Dataset entries:
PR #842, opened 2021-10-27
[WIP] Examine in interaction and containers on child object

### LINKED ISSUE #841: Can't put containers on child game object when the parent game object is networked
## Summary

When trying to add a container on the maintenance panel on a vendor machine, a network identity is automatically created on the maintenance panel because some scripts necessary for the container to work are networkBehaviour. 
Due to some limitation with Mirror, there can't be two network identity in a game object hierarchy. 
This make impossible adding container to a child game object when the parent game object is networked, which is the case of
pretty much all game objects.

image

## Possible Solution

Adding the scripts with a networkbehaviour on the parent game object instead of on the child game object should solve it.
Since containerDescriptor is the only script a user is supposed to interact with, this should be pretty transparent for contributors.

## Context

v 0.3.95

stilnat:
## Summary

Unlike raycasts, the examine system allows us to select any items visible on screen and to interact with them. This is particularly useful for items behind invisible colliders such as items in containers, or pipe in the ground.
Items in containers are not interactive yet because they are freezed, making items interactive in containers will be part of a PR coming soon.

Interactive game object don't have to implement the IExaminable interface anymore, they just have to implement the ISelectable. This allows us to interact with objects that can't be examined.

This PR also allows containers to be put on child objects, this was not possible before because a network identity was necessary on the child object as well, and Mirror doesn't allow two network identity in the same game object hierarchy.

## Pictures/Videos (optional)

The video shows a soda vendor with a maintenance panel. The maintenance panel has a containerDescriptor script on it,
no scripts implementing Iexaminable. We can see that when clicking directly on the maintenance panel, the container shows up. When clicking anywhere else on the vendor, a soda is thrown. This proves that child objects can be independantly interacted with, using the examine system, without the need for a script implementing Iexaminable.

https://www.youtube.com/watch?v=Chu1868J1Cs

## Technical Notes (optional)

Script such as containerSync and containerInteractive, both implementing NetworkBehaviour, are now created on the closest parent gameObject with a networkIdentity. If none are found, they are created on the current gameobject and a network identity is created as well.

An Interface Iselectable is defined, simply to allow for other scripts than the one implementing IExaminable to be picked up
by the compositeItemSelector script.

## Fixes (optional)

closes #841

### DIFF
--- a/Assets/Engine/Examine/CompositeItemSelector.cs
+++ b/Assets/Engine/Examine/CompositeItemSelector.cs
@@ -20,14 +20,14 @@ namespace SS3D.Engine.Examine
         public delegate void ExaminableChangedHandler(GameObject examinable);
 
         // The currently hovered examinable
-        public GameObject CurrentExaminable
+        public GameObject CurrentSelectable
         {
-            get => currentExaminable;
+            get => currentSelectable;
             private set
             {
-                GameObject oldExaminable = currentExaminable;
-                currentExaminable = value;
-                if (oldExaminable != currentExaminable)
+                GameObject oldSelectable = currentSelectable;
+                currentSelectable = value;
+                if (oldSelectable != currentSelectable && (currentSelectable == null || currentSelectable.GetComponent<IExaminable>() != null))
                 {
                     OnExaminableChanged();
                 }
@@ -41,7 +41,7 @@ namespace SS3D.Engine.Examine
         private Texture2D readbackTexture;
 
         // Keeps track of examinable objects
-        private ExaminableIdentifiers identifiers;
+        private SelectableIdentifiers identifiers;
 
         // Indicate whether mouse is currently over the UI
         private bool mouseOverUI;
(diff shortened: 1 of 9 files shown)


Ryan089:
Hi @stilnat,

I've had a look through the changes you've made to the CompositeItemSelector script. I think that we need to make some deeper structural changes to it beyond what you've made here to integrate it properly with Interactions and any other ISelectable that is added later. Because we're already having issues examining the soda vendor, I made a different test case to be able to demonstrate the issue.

--

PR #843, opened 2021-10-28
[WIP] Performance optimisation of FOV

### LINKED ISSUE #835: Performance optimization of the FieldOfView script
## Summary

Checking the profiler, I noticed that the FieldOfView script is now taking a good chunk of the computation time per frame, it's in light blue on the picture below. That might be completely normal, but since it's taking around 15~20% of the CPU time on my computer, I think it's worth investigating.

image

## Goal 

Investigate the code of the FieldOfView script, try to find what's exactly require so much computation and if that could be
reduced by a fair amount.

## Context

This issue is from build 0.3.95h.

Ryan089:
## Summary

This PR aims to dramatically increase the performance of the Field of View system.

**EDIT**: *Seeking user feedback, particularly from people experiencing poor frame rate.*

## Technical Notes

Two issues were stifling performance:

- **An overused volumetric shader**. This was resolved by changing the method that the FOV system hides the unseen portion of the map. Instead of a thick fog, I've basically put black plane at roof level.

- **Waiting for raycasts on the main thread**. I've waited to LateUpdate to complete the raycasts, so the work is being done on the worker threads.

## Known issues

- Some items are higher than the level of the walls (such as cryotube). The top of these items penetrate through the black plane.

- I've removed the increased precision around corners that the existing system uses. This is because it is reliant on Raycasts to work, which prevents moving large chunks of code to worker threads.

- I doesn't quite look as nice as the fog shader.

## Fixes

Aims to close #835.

TASK BRIEF: The lines above from the one with "-20,14 +20,14 @@ namespace SS3D.Engine.Examine" through the one with "-41,7 +41,7 @@ namespace SS3D.Engine.Examine" are to be duplicated exactly, ends included, with nothing added.

COMPLETED TASK:
@@ -20,14 +20,14 @@ namespace SS3D.Engine.Examine
         public delegate void ExaminableChangedHandler(GameObject examinable);
 
         // The currently hovered examinable
-        public GameObject CurrentExaminable
+        public GameObject CurrentSelectable
         {
-            get => currentExaminable;
+            get => currentSelectable;
             private set
             {
-                GameObject oldExaminable = currentExaminable;
-                currentExaminable = value;
-                if (oldExaminable != currentExaminable)
+                GameObject oldSelectable = currentSelectable;
+                currentSelectable = value;
+                if (oldSelectable != currentSelectable && (currentSelectable == null || currentSelectable.GetComponent<IExaminable>() != null))
                 {
                     OnExaminableChanged();
                 }
@@ -41,7 +41,7 @@ namespace SS3D.Engine.Examine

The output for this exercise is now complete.